-- Opening Marker --

PR #71, opened 2018-10-18
Fix lifetime intrinsics translation.

bader:
LLVM lifetime intrinsics accept only i8* pointers + size as object
descriptors, so typical pattern for local variables is
alloca+bitcast+lifetime instructions.
SPIR-V translator tries store original type into lifetime instruction
looking though bitcast. It also removes bitcast from the SPIR-V file and
tries to recover it during SPIR-V conversion.
This patch simplifies the translation by keeping bitcast instruction and
fixes assertion of lifetime intrinsics for 8-bit objects.

### DIFF
--- a/lib/SPIRV/SPIRVWriter.cpp
+++ b/lib/SPIRV/SPIRVWriter.cpp
@@ -261,8 +261,6 @@ private:
 
   SPIRVInstruction *transBinaryInst(BinaryOperator *B, SPIRVBasicBlock *BB);
   SPIRVInstruction *transCmpInst(CmpInst *Cmp, SPIRVBasicBlock *BB);
-  SPIRVInstruction *transLifetimeIntrinsicInst(Op OC, IntrinsicInst *Intrinsic,
-                                               SPIRVBasicBlock *BB);
 
   void dumpUsers(Value *V);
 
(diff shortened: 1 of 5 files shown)


test/lifetime.ll
```diff
@@ -5,13 +5,12 @@
...
-; CHECK-SPIRV-NOT: Bitcast
-; CHECK-SPIRV: 3 LifetimeStart [[tmp:[0-9]+]] 0
-; CHECK-SPIRV: 3 LifetimeStop [[tmp]] 0
+; CHECK-SPIRV: 3 LifetimeStart [[tmp:[0-9]+]] 4294967295
+; CHECK-SPIRV: 3 LifetimeStop [[tmp]] 4294967295
 
 ; CHECK-LLVM: %[[tmp1:[0-9]+]] = bitcast i32* %{{[0-9]+}} to i8*
-; CHECK-LLVM: call void @llvm.lifetime.start.p0i8(i64 -1, i8* %[[tmp1]])
-; CHECK-LLVM: call void @llvm.lifetime.end.p0i8(i64 -1, i8* %[[tmp1]])
+; CHECK-LLVM: call void @llvm.lifetime.start.p0i8(i64 4294967295, i8* %[[tmp1]])
```
AlexeySotkin: Why 4294967295 instead of -1 ?

lib/SPIRV/libSPIRV/SPIRVInstruction.h
```diff
@@ -1861,11 +1861,13 @@ template <Op OC> class SPIRVLifetime : public SPIRVInstruction {
...
+    assert(ObjType->isTypePointer() && "Objects type must be a pointer");
+    assert(static_cast<SPIRVTypePointer *>(ObjType)->getStorageClass() ==
+               StorageClassFunction &&
            "Invalid storage class");
-    assert(Obj->getType()->isTypePointer() && "Objects type must be a pointer");
-    if (!Obj->getType()->getPointerElementType()->isTypeVoid() ||
+    if (!(ObjType->getPointerElementType()->isTypeVoid() ||
+          ObjType->getPointerElementType()->isTypeInt(8)) ||
         !Module->hasCapability(CapabilityAddresses))
       assert(Size == 0 && "Size must be 0");
```
AlexeySotkin: I think it's worth quoting the spec to explain these conditions and assert.

test/lifetime.ll
bader: Added comments which should resolve both questions.

test/lifetime.ll
```diff
@@ -5,13 +5,12 @@
 ; RUN: llvm-spirv -r %t.spv -o %t.spv.bc
 ; RUN: llvm-dis < %t.spv.bc | FileCheck %s --check-prefix=CHECK-LLVM
 
-; CHECK-SPIRV-NOT: Bitcast
-; CHECK-SPIRV: 3 LifetimeStart [[tmp:[0-9]+]] 0
-; CHECK-SPIRV: 3 LifetimeStop [[tmp]] 0
+; CHECK-SPIRV: 3 LifetimeStart [[tmp:[0-9]+]] 4294967295
```
AlexeySotkin: I think we should map size=-1 from LLVM to size=0 in SPIR-V.

test/lifetime.ll
AlexeySotkin: When we create the intrinsic during translation from SPIR-V to LLVM and the size is zero I think we can omit size parameter, i.e use default parameter value of CreateLifetimeStart function.

lib/SPIRV/SPIRVWriter.cpp
```diff
@@ -1299,9 +1259,13 @@ SPIRVValue *LLVMToSPIRV::transIntrinsicInst(IntrinsicInst *II,
         transValue(II->getOperand(2), BB),
         GetMemoryAccess(cast<MemIntrinsic>(II)), BB);
   case Intrinsic::lifetime_start:
-    return transLifetimeIntrinsicInst(OpLifetimeStart, II, BB);
+    return BM->addLifetimeInst(
+        OpLifetimeStart, transValue(II->getOperand(1), BB),
+        dyn_cast<ConstantInt>(II->getOperand(0))->getSExtValue(), BB);
```
AlexeySotkin: Potential problem might be here because LLVM reserves 64 bit for the size while in SPIR-V it only 32 bit.

bader: Another problem is that LLVM IR value is *signed*, whereas SPIR-V is *unsigned*.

-- Closing Marker --

# Problem description
Transcribe the listing in full, keeping every line exact.

# Output for this exercise
PR #71, opened 2018-10-18
Fix lifetime intrinsics translation.

bader:
LLVM lifetime intrinsics accept only i8* pointers + size as object
descriptors, so typical pattern for local variables is
alloca+bitcast+lifetime instructions.
SPIR-V translator tries store original type into lifetime instruction
looking though bitcast. It also removes bitcast from the SPIR-V file and
tries to recover it during SPIR-V conversion.
This patch simplifies the translation by keeping bitcast instruction and
fixes assertion of lifetime intrinsics for 8-bit objects.

### DIFF
--- a/lib/SPIRV/SPIRVWriter.cpp
+++ b/lib/SPIRV/SPIRVWriter.cpp
@@ -261,8 +261,6 @@ private:
 
   SPIRVInstruction *transBinaryInst(BinaryOperator *B, SPIRVBasicBlock *BB);
   SPIRVInstruction *transCmpInst(CmpInst *Cmp, SPIRVBasicBlock *BB);
-  SPIRVInstruction *transLifetimeIntrinsicInst(Op OC, IntrinsicInst *Intrinsic,
-                                               SPIRVBasicBlock *BB);
 
   void dumpUsers(Value *V);
 
(diff shortened: 1 of 5 files shown)


test/lifetime.ll
```diff
@@ -5,13 +5,12 @@
...
-; CHECK-SPIRV-NOT: Bitcast
-; CHECK-SPIRV: 3 LifetimeStart [[tmp:[0-9]+]] 0
-; CHECK-SPIRV: 3 LifetimeStop [[tmp]] 0
+; CHECK-SPIRV: 3 LifetimeStart [[tmp:[0-9]+]] 4294967295
+; CHECK-SPIRV: 3 LifetimeStop [[tmp]] 4294967295
 
 ; CHECK-LLVM: %[[tmp1:[0-9]+]] = bitcast i32* %{{[0-9]+}} to i8*
-; CHECK-LLVM: call void @llvm.lifetime.start.p0i8(i64 -1, i8* %[[tmp1]])
-; CHECK-LLVM: call void @llvm.lifetime.end.p0i8(i64 -1, i8* %[[tmp1]])
+; CHECK-LLVM: call void @llvm.lifetime.start.p0i8(i64 4294967295, i8* %[[tmp1]])
```
AlexeySotkin: Why 4294967295 instead of -1 ?

lib/SPIRV/libSPIRV/SPIRVInstruction.h
```diff
@@ -1861,11 +1861,13 @@ template <Op OC> class SPIRVLifetime : public SPIRVInstruction {
...
+    assert(ObjType->isTypePointer() && "Objects type must be a pointer");
+    assert(static_cast<SPIRVTypePointer *>(ObjType)->getStorageClass() ==
+               StorageClassFunction &&
            "Invalid storage class");
-    assert(Obj->getType()->isTypePointer() && "Objects type must be a pointer");
-    if (!Obj->getType()->getPointerElementType()->isTypeVoid() ||
+    if (!(ObjType->getPointerElementType()->isTypeVoid() ||
+          ObjType->getPointerElementType()->isTypeInt(8)) ||
         !Module->hasCapability(CapabilityAddresses))
       assert(Size == 0 && "Size must be 0");
```
AlexeySotkin: I think it's worth quoting the spec to explain these conditions and assert.

test/lifetime.ll
bader: Added comments which should resolve both questions.

test/lifetime.ll
```diff
@@ -5,13 +5,12 @@
 ; RUN: llvm-spirv -r %t.spv -o %t.spv.bc
 ; RUN: llvm-dis < %t.spv.bc | FileCheck %s --check-prefix=CHECK-LLVM
 
-; CHECK-SPIRV-NOT: Bitcast
-; CHECK-SPIRV: 3 LifetimeStart [[tmp:[0-9]+]] 0
-; CHECK-SPIRV: 3 LifetimeStop [[tmp]] 0
+; CHECK-SPIRV: 3 LifetimeStart [[tmp:[0-9]+]] 4294967295
```
AlexeySotkin: I think we should map size=-1 from LLVM to size=0 in SPIR-V.

test/lifetime.ll
AlexeySotkin: When we create the intrinsic during translation from SPIR-V to LLVM and the size is zero I think we can omit size parameter, i.e use default parameter value of CreateLifetimeStart function.

lib/SPIRV/SPIRVWriter.cpp
```diff
@@ -1299,9 +1259,13 @@ SPIRVValue *LLVMToSPIRV::transIntrinsicInst(IntrinsicInst *II,
         transValue(II->getOperand(2), BB),
         GetMemoryAccess(cast<MemIntrinsic>(II)), BB);
   case Intrinsic::lifetime_start:
-    return transLifetimeIntrinsicInst(OpLifetimeStart, II, BB);
+    return BM->addLifetimeInst(
+        OpLifetimeStart, transValue(II->getOperand(1), BB),
+        dyn_cast<ConstantInt>(II->getOperand(0))->getSExtValue(), BB);
```
AlexeySotkin: Potential problem might be here because LLVM reserves 64 bit for the size while in SPIR-V it only 32 bit.

bader: Another problem is that LLVM IR value is *signed*, whereas SPIR-V is *unsigned*.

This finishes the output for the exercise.